高稳定性纳米Y-TiOPc的制备及其应用性能研究

Research on Preparation of Highly Stable Nano Y-TiOPc and Its Application Performance

纳米Y型酞菁氧钛(Y-TiOPc)在600~900 nm范围具有很强的光吸收特性,因此在光电转换材料与器件方面具有非常可期待的应用。Y-晶型不稳定,易转化成稳定但光电响应性差的β-晶型,从而导致材料和器件性能劣化。因此,高稳定性Y-TiOPc纳米材料的绿色制备方法和高性能器件研究是有机光电领域的重要问题之一。以三氟乙酸溶解TiOPc,将得到的溶液滴加到0℃的乙醇溶液中;然后,在剪切速度为900 r/min的强剪切作用下形成的1,2-二氯乙烷/水微乳液中(此时微乳液的温度为30℃),调节析出沉淀晶型2 h,得到纳米Y-TiOPc。得到的Y-TiOPc的平均粒径为2.86 nm,结晶度93.82%,且在丁酮/环己酮体系中超声波或球磨分散作用4 h后晶型保持稳定,以其制备的分散液静置30 d后的透射率变化率为0.53%。将制得的纳米Y-TiOPc作为载流子产生材料制备有机光导器件,其对780 nm激光的响应性能为:V 0=-878.89 V,R d=-12.10 V/s,V r=-14.65 V,E 1/2=0.17μJ/cm^(2)。因此,本工作介绍了一种制备高性能Y-TiOPc纳米材料的有效方法。

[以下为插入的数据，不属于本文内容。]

Issue #1919, opened 2022-09-29
[v2 linux] wails dev command fails on latest


lyimmi:
### Description

After the commit b2069c871ddb9dc5a530e927e7559e90731cb152 `wails dev` fails with the following message:

```
Building application for development...
  - Generating bindings: Done.
  - Compiling application: # github.com/wailsapp/wails/v2/internal/frontend/devserver
../mywails/v2/internal/frontend/devserver/devserver.go:86:56: not enough arguments in call to assetserver.NewAssetHandler
	have (context.Context, *options.App)
	want (context.Context, fs.FS, http.Handler)
../mywails/v2/internal/frontend/devserver/devserver.go:338:60: cannot use d (variable of type *DevWebServer) as type frontend.Frontend in argument to d.dispatcher.ProcessMessage:
	*DevWebServer does not implement frontend.Frontend (missing RunMainLoop method)

```

v2/internal/frontend/devserver/devserver.go:86
Looks like the definition of `NewAssetHandler()` changed but the usage didn't.

### To Reproduce

1. create a new project with the latest master
2. run wails dev
3. see the error message

### Expected behaviour

I expect that wails runs in dev mode.

### Screenshots

![Screenshot from 2022-09-29 17-33-58](https://user-images.githubusercontent.com/8627125/193076462-ebc952fe-4665-4320-b40e-bae81b2649e3.png)

### Attempted Fixes

I have not tried to fix this.

### System Details

```shell
System
------
OS:		Ubuntu
Version: 	22.04
ID:		ubuntu
Go Version:	go1.19.1
Platform:	linux
Architecture:	amd64

Wails
------
Version: 		v2.0.0
Package Manager: 	apt

Dependency	Package Name		Status		Version
----------	------------		------		-------
*docker 	docker.io 		Installed 	20.10.18
gcc 		build-essential 	Installed 	12.9ubuntu3
libgtk-3 	libgtk-3-dev 		Installed 	3.24.33-1ubuntu2
libwebkit 	libwebkit2gtk-4.0-dev 	Installed 	2.36.8-0ubuntu0.22.04.1
npm 		npm 			Installed 	6.14.13
*nsis 		nsis 			Available 	3.08-2
pkg-config 	pkg-config 		Installed 	0.29.2-1ubuntu3

* - Optional Dependency

Diagnosis
---------
Your system is ready for Wails development!
Optional package(s) installation details: 
  - nsis: sudo apt install nsis
```

leaanthony:
[...]

PR #1909, opened 2022-09-27
Refactor app

leaanthony:
* Refactor the way the main application works as a starting point for #1480 and #1521 
* Clean up `app` package
* Remove need for application options in AssetServer
* Add experimental programmatic API that uses the refactored app

PR #1931, opened 2022-10-02
Fix wails dev

JulioDRF:
Fixes https://github.com/wailsapp/wails/issues/1919

I made the minimum necessary changes to get the dev server working again.
I understand there was a recent refactor in #1909, so please let me know if these changes get in the way of something else.

### DIFF
--- a/v2/internal/frontend/devserver/devserver.go
+++ b/v2/internal/frontend/devserver/devserver.go
@@ -122,28 +122,28 @@ func (d *DevWebServer) Run(ctx context.Context) error {
 	})
 
 	if devServerAddr := d.devServerAddr; devServerAddr != "" {
-		wg := sync.WaitGroup{}
+		wg := &sync.WaitGroup{}
 		wg.Add(1)
 		// Start server
-		go func(server *echo.Echo, log *logger.Logger) {
+		go func(server *echo.Echo, log *logger.Logger, wg *sync.WaitGroup) {
 			defer wg.Done()
 			err := server.Start(devServerAddr)
 			if err != nil {
 				log.Error(err.Error())
 			}
-		}(d.server, d.logger)
+		}(d.server, d.logger, wg)
 
 		d.LogDebug("Serving DevServer at http://%s", devServerAddr)
 
-		go func() {
+		go func(server *echo.Echo, log *logger.Logger, wg *sync.WaitGroup) {
 			wg.Wait()
 			d.LogDebug("Starting shutdown")
-			err := d.server.Shutdown(context.Background())
+			err := server.Shutdown(context.Background())
 			if err != nil {
-				d.logger.Error(err.Error())
+				log.Error(err.Error())
 			}
 			d.LogDebug("Shutdown completed")
-		}()
+		}(d.server, d.logger, wg)
 	}
 
 	// Launch desktop app
--- a/v2/internal/frontend/devserver/devserver.go
+++ b/v2/internal/frontend/devserver/devserver.go
@@ -122,30 +122,38 @@ func (d *DevWebServer) Run(ctx context.Context) error {
 	})
 
 	if devServerAddr := d.devServerAddr; devServerAddr != "" {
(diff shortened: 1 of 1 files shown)


v2/internal/frontend/devserver/devserver.go
```diff
@@ -122,32 +122,40 @@ func (d *DevWebServer) Run(ctx context.Context) error {
...
+		wg.Add(1)
 		// Start server
 		go func(server *echo.Echo, log *logger.Logger) {
+			defer wg.Done()
 			err := server.Start(devServerAddr)
 			if err != nil {
 				log.Error(err.Error())
 			}
-			d.LogDebug("Shutdown completed")
 		}(d.server, d.logger)
```
leaanthony, line 134: I'd be tempted to pass in the address of the waitgroup here

v2/internal/frontend/devserver/devserver.go
```diff
@@ -122,32 +122,40 @@ func (d *DevWebServer) Run(ctx context.Context) error {
...
-		defer func() {
+		go func() {
+			wg.Wait()
+			d.LogDebug("Starting shutdown")
 			err := d.server.Shutdown(context.Background())
 			if err != nil {
 				d.logger.Error(err.Error())
 			}
+			d.LogDebug("Shutdown completed")
 		}()
```
leaanthony, line 146: For consistency, perhaps we should pass everything in, like we do for startup?

leaanthony (commented):
Just a couple of comments. Thoughts?

v2/internal/frontend/devserver/devserver.go
JulioDRF: Makes sense to me

JulioDRF: I added the other parameters but I left the `d.LogDebug` statements the way they are.

I tried to come up with ways to avoid it, but they all felt contrived and/or painful to maintain. Let me you what you think!

leaanthony: Nice one! I'm now wondering if these have to be 2 goroutines. I'm assuming the `server.Start` call is blocking otherwise the shutdown process would begin straight away. What do you think about removing the second goroutine and just put everything in the first? Then we could remove the waitgroup altogether?

stffabi: Maybe I'm missing something but aren't we now blocking the call to `server.Shutdown`? `sever.Start` blocks until someone calls a `server.Shutdown`, the WaitGroup onto which the `server.Shutdown` waits for is only decremented when `server.Start` finishes. So it seems like both are blocking each other.

leaanthony: I think you're right - I missed the `defer` in the original whilst looking at github mobile 😬 I take it the dev server can be shut down with out of band actions such as `ctrl-c`?

JulioDRF: @stffabi Great point! I believe you're right. The problem I ran into was that the deferred `server.Shutdown()` was running immediately because `frontend.Frontend.Run()` no longer blocks.

It didn't click for me that by the time the waitgroup unblocks, the server has already shut down. And yes, `Ctrl-C` shuts down the server as expected with the current commit, I've tested it.

It may not make sense to explicitly call `server.Shutdown` anymore; though I could phase out the waitgroup and make the goroutine wait for a context cancellation instead. I'm not sure what's better, so please let me know your thoughts.

stffabi: Personally I'm fine with completely removing the shutdown for the time being. For the devserver an ungraceful shutdown is not much of a problem.
We could revisit this for the server/hybrid mode where a graceful shutdown might be more relevant.
@leaanthony what do you think?

leaanthony: Yeah happy with that.

stffabi (approved):
LGTM 👍, thanks for this fix 🙏

PR #1946, opened 2022-10-08
Fix for considering new `go` files in dev filesystem watcher

scottopell:
## What is this
Adds support for watching for creation of new files while running `wails dev`.

## Motivation
I encountered a bug where updates to my `go` files were not resulting in a refresh of the wails app.

I added some logging to see what events were coming out of `fsnotify` and I found that when I wrote updates to my code, fsnotify was picking up a sequence of `REMOVE` `CREATE` `CHMOD` events instead of a `WRITE` as this code was expecting.

Tested and working on macOS 12.4.

```
FSNotify Event Item:  "/Users/scottopell/dev/heaprof/app.go": REMOVE
FSNotify Event Item:  "/Users/scottopell/dev/heaprof/app.go": CREATE
FSNotify Event Item:  "/Users/scottopell/dev/heaprof/app.go": CHMOD
```

### DIFF
--- a/v2/cmd/wails/internal/commands/dev/dev.go
+++ b/v2/cmd/wails/internal/commands/dev/dev.go
@@ -574,7 +574,19 @@ func doWatcherLoop(buildOptions *build.Options, debugBinaryProcess *process.Proc
 		case err := <-watcher.Errors:
 			LogDarkYellow(err.Error())
 		case item := <-watcher.Events:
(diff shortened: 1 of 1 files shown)


leaanthony (approved):

leaanthony:
Nice catch @scottopell! PR looks good too. Thanks heaps! 👍

PR #1947, opened 2022-10-08
feature/turn off color terminal output of dev command

scottopell:
Sometimes you don't want color in your terminal (or maybe you're piping the output out somewhere and you don't want the color control chars)


leaanthony:
Thanks for doing this and I agree it would be worthwhile. Wails has historically used the International English version of "colour". Could we make this PR consistent with that please? "Col" is also fine 👍

leaanthony:
Thanks heaps for doing this 👍

leaanthony (approved):

Issue #1083, opened 2022-01-17
[v2] Windows: random access violations during DispatchMessage


stffabi:
**Description**
We have seen several reports from users with AccessViolations during `DispatchMessage/GetMessage` in `RunMainLoop`

```
Exception 0xc0000005 0x0 0x7ff811db0998 0x7ff911b3d98c
PC=0x7ff911b3d98c
runtime.cgocall(0x86060, 0x9888a0)
    /usr/local/go/src/runtime/cgocall.go:156 +0x4a fp=0xc000115af8 sp=0xc000115ac0 pc=0x2404a
syscall.Syscall(0x7ff967eb0bf0, 0x1, 0xc00037c0f0, 0x0, 0x0)
    /usr/local/go/src/runtime/syscall_windows.go:483 +0xf4 fp=0xc000115b30 sp=0xc000115af8 pc=0x80c74
syscall.Syscall(0x0, 0x100, 0x10, 0x9, 0xc000115be8)
    <autogenerated>:1 +0x2b fp=0xc000115b80 sp=0xc000115b30 pc=0x86f4b
syscall.(*Proc).Call(0x2d507, {0xc00038c020, 0x488c00, 0x82401})
    /usr/local/go/src/syscall/dll_windows.go:183 +0xc6 fp=0xc000115c70 sp=0xc000115b80 pc=0x9e9e6
syscall.(*LazyProc).Call(0xc000188f00, {0xc00038c020, 0x1, 0x1})
    /usr/local/go/src/syscall/dll_windows.go:340 +0x50 fp=0xc000115ca0 sp=0xc000115c70 pc=0x9fd50
github.com/leaanthony/winc/w32.DispatchMessage(...)
    /builds/app/vendor/github.com/leaanthony/winc/w32/user32.go:326
github.com/leaanthony/winc.RunMainLoop()
...
```

**To Reproduce**
Steps to reproduce the behaviour: This is very hard, because it only manifests randomly. Fortunatelay we had one user on whose machine it happened during every startup of the Application. Apart from this user, we only had panics which occurred randomly. 

**Additional context**
After some investigation I've found several Go projects, which also run Windows MessageLoops, to have reports of similar AccessViolations during `DispatchMessage/GetMessage`, e.g. `lxn/walk` or `go-sciter`. Many thanks to @zx2c4 who created a PR for lxn/walk#493 which fixed the issue there. It turned out it also fixed our issue for that user.

[...]

PR #1959, opened 2022-10-12
[RFC] Support tray menus (Windows)

leaanthony:
# PR Goals
This PR has been opened to solicit feedback and discussion on system tray support. 
The goals of this PR are:
* Determine if feature set is complete enough for an initial release
* Determine what likely gaps there are with the other platforms, e.g. Template icons for Mac, HiDPI alternative icons.
* Get feedback on the experimental programmatic API and where it could be improved
* Find bugs 

# What does this PR provide?
This PR provides the ability to add an icon to the Windows system tray area, with the option of adding a menu. The system tray has callbacks for both left and right buttons. By default, both these buttons will show the associated menu. Currently, this capability is provided by an experimental API that builds on what is currently available but provides a more hierarchical model for Wails applications. 

An example application is provided in `v2/examples/systray`. It starts with the main window hidden. This can be made visible by left clicking the tray icon. Right clicking the tray icon shows the menu. The menu is a "kitchen sink" example of what is possible. There are plenty of comments in the example which detail more about what is possible with the system tray.

# How can I provide feedback?

Please comment on this PR with any feedback. Thank you! 🙏


v2/pkg/options/systemtray.go
```diff
@@ -0,0 +1,22 @@
...
+	"github.com/wailsapp/wails/v2/pkg/menu"
+)
+
+// SystemTray contains options for the system tray
+type SystemTray struct {
+	LightModeIcon *SystemTrayIcon
+	DarkModeIcon  *SystemTrayIcon
+	Title         string
+	Tooltip       string
+	StartHidden   bool
```
teddywing, line 13: What does it mean to `StartHidden` on the `SystemTray`?

v2/internal/platform/systray/windows.go
```diff
@@ -0,0 +1,385 @@
...
+	err := p.Stop()
+	if err != nil {
+		println(err.Error())
+	}
+}
+
+func (p *Systray) Update() error {
+	// Delete old menu
+	if p.menu != nil {
+		p.menu.Destroy()
```
teddywing, line 56: Not sure if I’ve understood this correctly, but is the menu destroyed on each `Update()`?

I’m not familiar with Windows APIs, but it seems a tad wasteful to completely remove the old menu and recreate it on update. Is it possible to update the menu item objects and have them redraw when needed?

teddywing (commented):
This looks cool!

I tried out and read over the example code in `v2/examples/systray/main.go`. The API looks straightforward.

There’s one UI behaviour that I was confused by. If I:

1. Open the menu by right-clicking the tray icon
2. Left-click the tray icon
3. The menu disappears and the window opens

Should the window be opening? I would have thought that the menu should close, and the window would only open if the menu wasn’t already open.

You asked about gaps with other platforms. In addition to the template icons you mentioned, `NSStatusItem`s have a `behavior` property (https://developer.apple.com/documentation/appkit/nsstatusitembehavior?language=objc). It might be nice to add behaviours to provide additional interaction options for removing the `NSStatusItem`.

teddywing:
One more idea: Is there any way to animate the tray icon in order to indicate, for instance, that the application is making a network request?

leaanthony:
Thanks @teddywing for taking the time to test this out and provide feedback 👍 

> There’s one UI behaviour that I was confused by. If I:
> 
> Open the menu by right-clicking the tray icon
> Left-click the tray icon
> The menu disappears and the window opens
> Should the window be opening? I would have thought that the menu should close, and the window would only open if the menu wasn’t already open.

I'm not sure we can be 💯 sure this is the desired behaviour for all system trays. We do have the left and right click callbacks. Do you think this would be sufficient for a developer to produce the outcome you suggested?
 
> You asked about gaps with other platforms. In addition to the template icons you mentioned, NSStatusItems have a behavior property (https://developer.apple.com/documentation/appkit/nsstatusitembehavior?language=objc). It might be nice to add behaviours to provide additional interaction options for removing the NSStatusItem.

👍

v2/pkg/options/systemtray.go
leaanthony: It means it won't show it automatically on start up, but will rely on the developer calling `Show` when ready e.g. there may be the need to do some background tasks at application startup and you want to populate the menu based on the result of that.

v2/internal/platform/systray/windows.go
leaanthony: I've debated this but so far I'm unconvinced that it's an optimisation worth the effort. How often do people do this? How much time or memory do you really save? A lot of APIs make the developer remember where menu items are based on array indexes and use that as a mechanism for updating the underlying item only. I'm unconvinced of that approach too.

v2/pkg/options/systemtray.go
teddywing: Understood, thanks for clearing that up.

v2/internal/platform/systray/windows.go
teddywing: Thanks for the explanation. I agree that the current approach makes it simpler to update the menus.

teddywing:
> I'm not sure we can be 💯 sure this is the desired behaviour for all system trays. We do have the left and right click callbacks. Do you think this would be sufficient for a developer to produce the outcome you suggested?

Yes you’re right, it makes more sense for these behaviours to be defined by the app developer. Are there APIs to know when the menu is visible and to hide & show it?

> You should be able to call `SetIcon()` from a Goroutine with a timer (I haven't tried it but it totally should work).

Cool, that sounds good.

leaanthony:
> Yes you’re right, it makes more sense for these behaviours to be defined by the app developer. Are there APIs to know when the menu is visible and to hide & show it?

There are now 👍

leaanthony:
Considering that this PR has now been open for 2 weeks and that this feature will be a WIP for a couple of releases, I propose that we merge this as is and move onto implementing the same functionality on mac. Rince and repeat for Linux. Otherwise we'll end up with very stale branches and merge problems. The documentation can be updated when finalised and ready for public consumption.

leaanthony:
Considering it's been 2 weeks since this PR was opened, I propose we lock this API down for now and move on to Mac support.

v2/internal/platform/systray/windows.go
```diff
@@ -0,0 +1,430 @@
...
+	default:
+		//msg := int(wparam & 0xffff)
+		//println(win32.WMMessageToString(uintptr(msg)))
+	}
+
+	result, _, _ := DefWindowProc.Call(uintptr(hwnd), uintptr(msg), wparam, lparam)
+	return result
+}
+
+func (p *Systray) Run() error {
```
stffabi, line 356: Should we really have several MessageLoops running in the same application? Windows and e.g. .NET almost always runs only one MessageLoop on the main thread. I thank that would make it a lot easier to reason about on which thread one can access GUIs and not.

v2/internal/platform/systray/windows.go
```diff
@@ -0,0 +1,430 @@
...
+	var msg win32.MSG
```
stffabi, line 357: We might suffer here from the same problem as we had with our main message loop here: #1083

v2/internal/platform/systray/windows.go
```diff
@@ -0,0 +1,430 @@
...
+	for {
```
stffabi, line 358: Don't we need to lock down the OS thread in here? There's no guarantee that if run in a Go routine, all calls will be executed on the same OS thread. And we might then pull messages from the wrong OS thread or miss some events if it's not run on the message loop that created the systray.

v2/internal/platform/win32/structs.go
```diff
@@ -0,0 +1,54 @@
...
+	DwStateMask      uint32
+	SzInfo           [256]uint16
+	UVersion         uint32
+	SzInfoTitle      [64]uint16
+	DwInfoFlags      uint32
+	GuidItem         GUID
+	HBalloonIcon     HICON
+}
+
+type GUID struct {
```
stffabi, line 21: IIRC this is a duplicate definition in another package, maybe also using `windows.GUID`?

v2/internal/platform/win32/structs.go
```diff
@@ -0,0 +1,54 @@
+package win32
+
+type NOTIFYICONDATA struct {
```
stffabi, line 3: IIRC this is a duplicate definition with a struct in another package, should we unify this?

v2/internal/platform/win32/winres.go
```diff
@@ -0,0 +1,7 @@
+package win32
+
+import "unsafe"
+
+func MakeIntResource(id uint16) *uint16 {
```
stffabi, line 5: I think using this one will make problems with the race detector as seen in: #1554

v2/pkg/application/systray.go
```diff
@@ -0,0 +1,151 @@
...
+		onLeftClick:        options.OnLeftClick,
+		onRightClick:       options.OnRightClick,
+		onLeftDoubleClick:  options.OnLeftDoubleClick,
+		onRightDoubleClick: options.OnRightDoubleClick,
+		onMenuOpen:         options.OnMenuOpen,
+		onMenuClose:        options.OnMenuClose,
+	}
+}
+
+func (t *SystemTray) run() {
```
stffabi, line 46: Don't we have to lock down the OS thread here? Since Windows will send the messages of the systray to the message loop of the OS thread that created the window. So we would have to make sure all of the creation of the SysTray will be done on the same OS thread as t.impl.Run() is run.

This is OS specific for windows, so we might need to put that into platform specific code behind a build tag.

stffabi (commented):
This looks awesome to me, awesome stuff 🚀.

I think the API is fine as it is, so from my side we can lock that down. 

Furthermore I added some comments regarding Windows message loop specific things. It seems like we are getting a bunch of duplicate code between winc and the new platform/win32 package. Maybe we should someday take the opportunity to clean that up, maybe the best time when we do multi-window support.

v2/internal/frontend/desktop/windows/win32/consts.go
```diff
@@ -41,3 +51,217 @@ func IsWindowsVersionAtLeast(major, minor, buildNumber int) bool {
 		windowsVersion.Minor >= minor &&
 		windowsVersion.Build >= buildNumber
 }
+
+// http://msdn.microsoft.com/en-us/library/windows/desktop/aa373931.aspx
+type GUID struct {
```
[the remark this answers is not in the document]
leaanthony: Are they 1:1?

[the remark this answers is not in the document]
stffabi: Yeah, it seems: https://cs.opensource.google/go/x/sys/+/refs/tags/v0.1.0:windows/types_windows.go;l=1698

v2/internal/platform/systray/windows.go
leaanthony: I did ask a win32 guy about this and he said that a message loop per thread is fine. What would moving this to a main loop look like? What if this is a tray only application with no window?

v2/internal/frontend/desktop/windows/win32/consts.go
```diff
@@ -13,16 +13,26 @@ type HANDLE uintptr
...
-	procSystemParametersInfo = moduser32.NewProc("SystemParametersInfoW")
-	procGetWindowLong        = moduser32.NewProc("GetWindowLongW")
-	procSetClassLong         = moduser32.NewProc("SetClassLongW")
-	procSetClassLongPtr      = moduser32.NewProc("SetClassLongPtrW")
-	procShowWindow           = moduser32.NewProc("ShowWindow")
-	procIsWindowVisible      = moduser32.NewProc("IsWindowVisible")
-	procGetWindowRect        = moduser32.NewProc("GetWindowRect")
-	procGetMonitorInfo       = moduser32.NewProc("GetMonitorInfoW")
-	procMonitorFromWindow    = moduser32.NewProc("MonitorFromWindow")
+	moduser32                       = syscall.NewLazyDLL("user32.dll")
```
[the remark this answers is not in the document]
stffabi: Yeah, will do that.

v2/internal/platform/systray/windows.go
leaanthony: Oooph that is a monumental catch 👍

v2/internal/platform/systray/windows.go
stffabi: Yes, it is not a problem per se. I'm just used to having only one MessageLoop from my old .NET days 😄. A drawback would be to have several dedicated OS threads that are being run for every MessageLoop.

AFAIK there's no problem of running a message loop if there's no window, it should run without any window. Let's consider the following case, which I think would also be easier to reason about with just one message loop. One has an application with just a tray, for one click another window is created (in the multi-window case). 

So the callback of the click is done in the dedicated systray os thread. If we now create a new window, we would need to span a go routine, create the window and start another message loop for that. Otherwise we would implicitly use the message loop of the systray. 

Let's consider the same case with just one message loop on the main-thread which is dedicated to the UI. In that case the systray is run in that message loop, a click callback is also run in the main-thread, one can simply create a new window without needing to span a go routine. Show the window and the window is also run on the same main-thread, so do all the callbacks. That would probably also make it easier to interact with WebView2 if there are several windows, since all the COM initialisation would only have to be done once.

stffabi:
> The winc/win32 thing I should have made clearer: everything in `platform` is the target from after we merge this PR. Eventually, as we migrate from `frontend` we move everything we need into `platform/win32` and drop both `windows/win32` and the `winc` directory. I'm looking at `frontend/win32` exposing a slightly higher interface than just a 1:1 api onto win32 so I wanted to "port" that over as needed. I hate the duplication but in my head they are different things 😅

Ah great, thanks for clarifying 🙏

teddywing:
> > Yes you’re right, it makes more sense for these behaviours to be defined by the app developer. Are there APIs to know when the menu is visible and to hide & show it?
> 
> There are now 👍

Nice, thanks!

leaanthony:
Closing in favour of #2181 - Thanks for the feedback 👍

Nano Y-type titanyl phthalocyanine(Y-TiOPc)has received substantial attention in photoelectric conversion materials and devices,because it possesses strong light absorption in the range of 600~900 nm.However,the green preparation of Y-TiOPc with high stability is still a great challenge,because Y-type crystal is unstable and easy to be converted into stableβ-type crystal,resulting in poor photoelectric response.Herein,we reported an efficient strategy to fabricate highly stable nano Y-TiOPc.In this work,TiOPc was dissolved in trifluoroacetic acid,and the obtained solution was dropped into ethanol solution at 0℃.Afterwards,adding to the 1,2-C2H4Cl2/H2O microemulsion formed under strong shear at the shearing speed of 900 rmp,the precipitates was adjusted at 30℃for 2 h to obtain highly stable nano Y-TiOPc.As a result,the average crystal size of Y-TiOPc is 2.86 nm and the crystallinity of Y-TiOPc is 93.82%.In addition,the crystal exhibits a stable crystalline type in the Methyl Ethyl Ketone/Cyclohexanone system after ultrasonic or ball milling dispersion for 4 h.And,the transmittance variation of the dispersion prepared with Y-TiOPc reaches 0.53%after 30 d.The response properties of organic photoconductivity device using Y-TiOPc as carriers generating material shows the V 0 of-878.89 V,R d of-12.10 V/s,V r of-14.65 V,and E 1/2 of 0.17μJ/cm^(2) with excitation of 780 nm laser.This work provides an effective method for achieving Y-TiOPc nanomaterials with excellent performance.